Numerically stable evaluation of factored univariate real polynomial

83 Views Asked by At

Suppose we have a real univariate factored polynomial, meaning we have its factors: an arbitrary number of polynomials of degree less than or equal to two. To simplify things, if necessary, let's assume that we multiply together factors of degree zero and one, so we'd be left with only degree-two polynomials as factors. Afterwards we round all the coefficients to machine precision.

Furthermore, while evaluating, we want to multiply the factors together in a structure of a binary tree, to minimize sequential dependencies and enable as much parallelism as possible in the evaluation.

Now the question is: if we want to minimize the maximum error (either absolute or relative) over an interval while evaluating the polynomial, how should we distribute the factors among the leaves of the binary tree?
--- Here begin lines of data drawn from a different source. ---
PR #9419, opened 2025-06-28
Add indexes to dolt_commit_diff_ tables that include the primary key of the underlying table

nicktobey:
The `dolt_commit_diff_` system tables allow for comparing a table at two different commits. They require a filter on the `to_commit` and `from_commit` fields, which the table exposes as an index.

This PR extends those indexes to have additional columns based on the primary keys of the underlying table. This allows a user to efficiently compare only a specific range of that table.

Specifically, if the table's primary key columns are named `pk1`, `pk2`, ... `pkN`, then the system table now provides two indexes:

- `to_commit`, `from_commit`, `from_pk1`, `from_pk2`... `from_pkN`
- `to_commit`, `from_commit`, `to_pk1`, `to_pk2`... `to_pkN`

If the select filter uses a prefix of either of these indexes, then we can implement the select as a Diff on only the intended range.

Because the `to_` columns are NULL for removed rows, and the `from_` columns are NULL for inserted rows, a filter on the `from_` columns will only return modifications and deletions, and a filter on the `to_` columns will only return modifications and additions. In hindsight, perhaps the primary key rows should have appeared in the diff as a single column instead of both a `to_` and `from_` column, but that ship has sailed.

As for the implementation, I don't love the fact that code paths that diff the entire table without accepting a range pass around a zero-valued `sql.Lookup`, which we then detect by checking to see if `lookup.index == nil`. It's a code smell for sure. But I couldn't think of a better way to do it.

### DIFF
--- a/go/libraries/doltcore/sqle/dtables/diff_iter.go
+++ b/go/libraries/doltcore/sqle/dtables/diff_iter.go
@@ -206,6 +206,7 @@ type prollyDiffIter struct {
 	targetFromSch, targetToSch schema.Schema
 	fromConverter, toConverter ProllyRowConverter
 	keyless                    bool
+	ranges                     []prolly.Range
 
 	fromCm commitInfo2
 	toCm   commitInfo2
@@ -234,7 +235,7 @@ var _ sql.RowIter = prollyDiffIter{}
 // than |targetFromSchema| or |targetToSchema|. We convert the rows from the
 // schema of |from| to |targetFromSchema| and the schema of |to| to
 // |targetToSchema|. See the tablediff_prolly package.
-func newProllyDiffIter(ctx *sql.Context, dp DiffPartition, targetFromSchema, targetToSchema schema.Schema) (prollyDiffIter, error) {
+func newProllyDiffIter(ctx *sql.Context, dp DiffPartition, targetFromSchema, targetToSchema schema.Schema, lookup sql.IndexLookup) (prollyDiffIter, error) {
 	fromCm := commitInfo2{
 		name: dp.fromName,
 		ts:   (*time.Time)(dp.fromDate),
@@ -256,6 +257,18 @@ func newProllyDiffIter(ctx *sql.Context, dp DiffPartition, targetFromSchema, tar
 			return prollyDiffIter{}, err
 		}
 		if fsch, err = dp.from.GetSchema(ctx); err != nil {
+			return prollyDiffIter{}, err
+		}
+	}
+
+	var ranges []prolly.Range
+	var err error
+	if lookup.Index != nil {
+		for i := range lookup.Ranges.(sql.MySQLRangeCollection) {
+			lookup.Ranges.(sql.MySQLRangeCollection)[i] = lookup.Ranges.(sql.MySQLRangeCollection)[i][2:]
+		}
+		ranges, err = index.ProllyRangesFromIndexLookup(ctx, lookup)
+		if err != nil {
 			return prollyDiffIter{}, err
 		}
 	}
@@ -306,6 +319,7 @@ func newProllyDiffIter(ctx *sql.Context, dp DiffPartition, targetFromSchema, tar
 		keyless:       keyless,
 		fromCm:        fromCm,
 		toCm:          toCm,
+		ranges:        ranges,
 		rows:          make(chan sql.Row, 64),
 		errChan:       make(chan error),
 		cancel:        cancel,
@@ -339,8 +353,7 @@ func (itr prollyDiffIter) Close(ctx *sql.Context) error {
 
 func (itr prollyDiffIter) queueRows(ctx context.Context) {
 	// TODO: Determine whether or not the schema has changed. If it has, then all rows should count as modifications in the diff.
-	considerAllRowsModified := false
-	err := prolly.DiffMaps(ctx, itr.from, itr.to, considerAllRowsModified, func(ctx context.Context, d tree.Diff) error {
+	cb := func(ctx context.Context, d tree.Diff) error {
 		dItr, err := itr.makeDiffRowItr(ctx, d)
 		if err != nil {
 			return err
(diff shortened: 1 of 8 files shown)


coffeegoddd:
@nicktobey __DOLT__
 <table>
</TR>
</TR>
</table>
<table>
<TR><TH>version</TH>
<TH>result</TH>
<TH>total</TH>
</TR>
<TR><TD>84932a3</TD>
<TD>ok</TD>
<TD>5937457</TD>
</TR>
</table>
<table>
<TR><TH>version</TH>
<TH>total_tests</TH>
</TR>
<TR><TD>84932a3</TD>
<TD>5937457</TD>
</TR>
</table>
<table>
</TR>
<TR><TD>100.0</TD>
</TR>
</table>

coffeegoddd:
@nicktobey __DOLT__
 <table>
</TR>
</TR>
</table>
<table>
<TR><TH>version</TH>
<TH>result</TH>
<TH>total</TH>
</TR>
<TR><TD>630454d</TD>
<TD>ok</TD>
<TD>5937457</TD>
</TR>
</table>
<table>
<TR><TH>version</TH>
<TH>total_tests</TH>
</TR>
<TR><TD>630454d</TD>
<TD>5937457</TD>
</TR>
</table>
<table>
</TR>
<TR><TD>100.0</TD>
</TR>
</table>

coffeegoddd:
@nicktobey __DOLT__
 <table>
</TR>
</TR>
</table>
<table>
<TR><TH>version</TH>
<TH>result</TH>
<TH>total</TH>
</TR>
<TR><TD>53b40b3</TD>
<TD>ok</TD>
<TD>5937457</TD>
</TR>
</table>
<table>
<TR><TH>version</TH>
<TH>total_tests</TH>
</TR>
<TR><TD>53b40b3</TD>
<TD>5937457</TD>
</TR>
</table>
<table>
</TR>
<TR><TD>100.0</TD>
</TR>
</table>

coffeegoddd:
@nicktobey __DOLT__
 <table>
</TR>
</TR>
</table>
<table>
<TR><TH>version</TH>
<TH>result</TH>
<TH>total</TH>
</TR>
<TR><TD>d570c8b</TD>
<TD>ok</TD>
<TD>5937457</TD>
</TR>
</table>
<table>
<TR><TH>version</TH>
<TH>total_tests</TH>
</TR>
<TR><TD>d570c8b</TD>
<TD>5937457</TD>
</TR>
</table>
<table>
</TR>
<TR><TD>100.0</TD>
</TR>
</table>

go/libraries/doltcore/sqle/index/dolt_index.go
```diff
@@ -197,19 +197,32 @@ func DoltDiffIndexesFromTable(ctx context.Context, db, tbl string, t *doltdb.Tab
...
+		indexes = append(indexes, &doltIndex{
+			id:                            "commits_" + toFrom,
+			tblName:                       doltdb.DoltCommitDiffTablePrefix + tbl,
+			columns:                       cols,
+			unique:                        true,
+			comment:                       "",
+			order:                         sql.IndexOrderNone,
+			constrainedToLookupExpression: false,
+			// We pass a nil ValueStore into the key builder, because we don't have one. This would cause an issue
+			// if any of the columns uss Adaptive encoding, but that shouldn't be possible in the primary key.
```
fulghum:
```suggestion
			// if any of the columns use Adaptive encoding, but that shouldn't be possible in the primary key.
```

go/libraries/doltcore/sqle/dtables/diff_iter.go
```diff
@@ -260,6 +261,18 @@ func newProllyDiffIter(ctx *sql.Context, dp DiffPartition, targetFromSchema, tar
 		}
 	}
 
+	var ranges []prolly.Range
+	var err error
+	if lookup.Index != nil {
+		for i := range lookup.Ranges.(sql.MySQLRangeCollection) {
+			lookup.Ranges.(sql.MySQLRangeCollection)[i] = lookup.Ranges.(sql.MySQLRangeCollection)[i][2:]
```
fulghum, line 270: (minor) Might be worth a comment here explaining we're pulling out the to_commit and from_commit filters. It's not super obvious just from looking at this code.

integration-tests/bats/sql-commit-diff.bats
```diff
@@ -0,0 +1,91 @@
...
+CALL DOLT_BRANCH('update');
+SQL
+}
+
+teardown() {
+    assert_feature_version
+    teardown_common
+}
+
+@test "sql-commit-diff: DOLT_COMMIT_DIFF with a range on to_ key" {
```
fulghum, line 48: (minor) probably a little nicer to have these in Go tests, since those tend to run faster and get run more often during local dev. `ScriptTestAssertion.ExpectedIndexes` should make it pretty easy to assert index usage. Not a huge deal either way though.

integration-tests/bats/sql-commit-diff.bats
```diff
@@ -0,0 +1,91 @@
...
+    [[ "$output" =~ "| 20      | NULL  | removed   |" ]] || false
+    [[ "$output" =~ "| 21      | 21    | modified  |" ]] || false
+    run dolt sql -q "describe plan select * from dolt_commit_diff_test where from_commit = DOLT_HASHOF('create') and to_commit = DOLT_HASHOF('head') and from_pk > 0 and from_pk < 5;"
+    [ $status -eq 0 ]
+    [[ "$output" =~ "index: [dolt_commit_diff_test.to_commit,dolt_commit_diff_test.from_commit,dolt_commit_diff_test.from_pk]" ]] || false
+    [[ "$output" =~ "(0, 5)" ]] || false
+
+    run dolt sql -q "select from_pk1, from_pk2, to_pk1, to_pk2, diff_type from dolt_commit_diff_test_two_pk where from_commit = DOLT_HASHOF('initial') and to_commit = DOLT_HASHOF('update') and from_pk1 = 2;"
+    [ $status -eq 0 ]
+    echo "$output"
```
fulghum:
```suggestion
```

fulghum (approved):
Looks good!

integration-tests/bats/sql-commit-diff.bats
nicktobey: Oh, I agree. Unfortunately we want to be able to assert that not only is the index being used, but that the lookup has the correct range. ExpectedIndexes only lets us assert the name of the index. Our best other option is Plan tests, but those require us to match the output of DESCRIBE PLAN exactly, which we can't do here because the query includes commit hashes that change each run.

In lieu of a better option, I decided to just use bats tests.

coffeegoddd:
@nicktobey __DOLT__
 <table>
</TR>
</TR>
</table>
<table>
<TR><TH>version</TH>
<TH>result</TH>
<TH>total</TH>
</TR>
<TR><TD>b1e0f9c</TD>
<TD>ok</TD>
<TD>5937457</TD>
</TR>
</table>
<table>
<TR><TH>version</TH>
<TH>total_tests</TH>
</TR>
<TR><TD>b1e0f9c</TD>
<TD>5937457</TD>
</TR>
</table>
<table>
</TR>
<TR><TD>100.0</TD>
</TR>
</table>

go/libraries/doltcore/sqle/dtables/diff_iter.go
nicktobey: Added

Issue #483, opened 2020-03-20
Unable to checkout table if branch name and table name are identical


coffeegoddd:
Skipped bats test for this included here:  https://github.com/liquidata-inc/dolt/pull/482

After modifying a table, `dolt status` outputs:
`(use "dolt checkout <table>" to discard changes in working directory)`

If a branch and table share the same name, if you modify the table, then want to use `dolt checkout` to "discard changes", Dolt thinks the branch is being referenced, outputting:
`Already on branch <branch>`

datatalking:
While this sounds good on the face, in my experience you usually don't want to combine or mix table names and branch name schema... but I'm curious as to your case.

Can you give me some cases on why this would be a good idea, seems like you wouln'dnt want to have dual names so seems like we would be causing a bigger problem than solving one.

timsehn:
I think we want to do the exact same thing as Git in this circumstance.

Yes. Bad idea. But we need to match what the reference implementation does :-)

bpf120:
@datatalking Thanks for commenting. Are you looking at Dolt for any projects? We like learning what potential users are up to. :) Happy to chat over [email](mailto:brianf@dolthub.com) or on our [Discord](https://discord.gg/gqr7K4VNKe).

codeaucafe:
Any case this still needs a fix? Happy to help out if so.

nicktobey:
I think this has already been fixed.

If you want to drop changes from the working set but not staging, you can do `dolt checkout -- tablename`, which should work even if the table name matches a branch name.

If you want to drop changes from both staging and the working set, you can do `dolt checkout HEAD -- tablename`.

This distinction is confusing, but it matches Git's behavior.

nicktobey:
Actually, looking at this more closely I don't think this is fixed.

`dolt checkout` seems to not be implemented correctly. It ignores `--` completely, and always interprets the first other parameter as a branch name (or other refspec).

`dolt reset` has similar issues, but worse. It didn't seem to handle the case of providing both a branch/refspec and a list of tables at all: If multiple parameters are passed, it simply resets every table to match HEAD, which is clearly not the intended behavior.

@codeaucafe if you still want to tackle this, by all means.

nicktobey:
This might be tricky to get right.

Some context you might need:

The command is implemented in a file named `dolt_checkout.go`

Assuming we want to match Git's behavior (@coffeegoddd feel free to push back if you don't think we should), then the intended behavior is as follows:

[...]

PR #9436, opened 2025-07-02
Improve `dolt checkout` error handling for missing tables

### LINKED ISSUE #9392: `dolt checkout test0 test1` fails all if one is missing, but git checks out available ones
When running `dolt checkout test0 test1`, if `test0` does not exist, `dolt` prevents `test1` from being checked out as well. In contrast, Git processes each path independently: if one path is missing, it checks out the others that are valid.

`test1` should be checked out, and only `test0` should cause an error/warning. For further clarification these two elements would be tables.

AsheeHuang:
Fix #9392 

 ###  Summary

  Enhances the dolt_checkout stored procedure to handle missing table specifications
   more gracefully by processing valid tables while providing detailed warnings for
  invalid ones, instead of failing immediately on the first missing table.

###   Changes Made

  - Enhanced Error Handling: Modified checkoutTablesFromHead() to collect warnings
  for missing tables instead of failing fast
  - Improved User Experience: Valid tables are now processed successfully even when
  some specified tables don't exist
  - Better Error Reporting: Multiple missing tables now show aggregated error
  messages
  - Added Test Coverage: Comprehensive tests for single and multiple missing table
  scenarios

###   Behavior Changes

  Before: call `dolt checkout valid_table missing_table` would fail entirely
  After: call `dolt_checkout valid_table missing_table` processes valid_table
  and returns warning about missing_table

### DIFF
--- a/go/libraries/doltcore/sqle/dprocedures/dolt_checkout.go
+++ b/go/libraries/doltcore/sqle/dprocedures/dolt_checkout.go
@@ -17,6 +17,7 @@ package dprocedures
 import (
 	"errors"
 	"fmt"
+	"strings"
 
 	"github.com/dolthub/go-mysql-server/sql"
 	"github.com/dolthub/go-mysql-server/sql/types"
@@ -664,6 +665,7 @@ func doGlobalCheckout(ctx *sql.Context, branchName string, isForce bool, isNewBr
 // of HEAD commit
 func checkoutTablesFromHead(ctx *sql.Context, roots doltdb.Roots, name string, tables []string) error {
 	var tableNames []doltdb.TableName
+	var warningMsg strings.Builder
 	var err error
 
 	if len(tables) == 1 && tables[0] == "." {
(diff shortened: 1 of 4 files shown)


go/libraries/doltcore/sqle/dprocedures/dolt_checkout.go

This is necessary because multiplication in floating-point arithmetic lacks associativity.

For example, if we have four factors, $a$, $b$, $c$ and $d$ (with known coefficients), is it better to evaluate them like so: $(ab)(cd)$ or like so: $(ac)(bd)$ or like so: $(ad)(bc)$?

Note that we can't just try all configurations, because the count of configurations grows too quickly with the count of factors: while there are only three configurations with four factors, for eight factors there are already $105$ configurations, and $675675$ for sixteen factors. There are $203067496256625$ configurations with $32$ factors. (I'm only considering power-of-two counts of factors for simplicity.)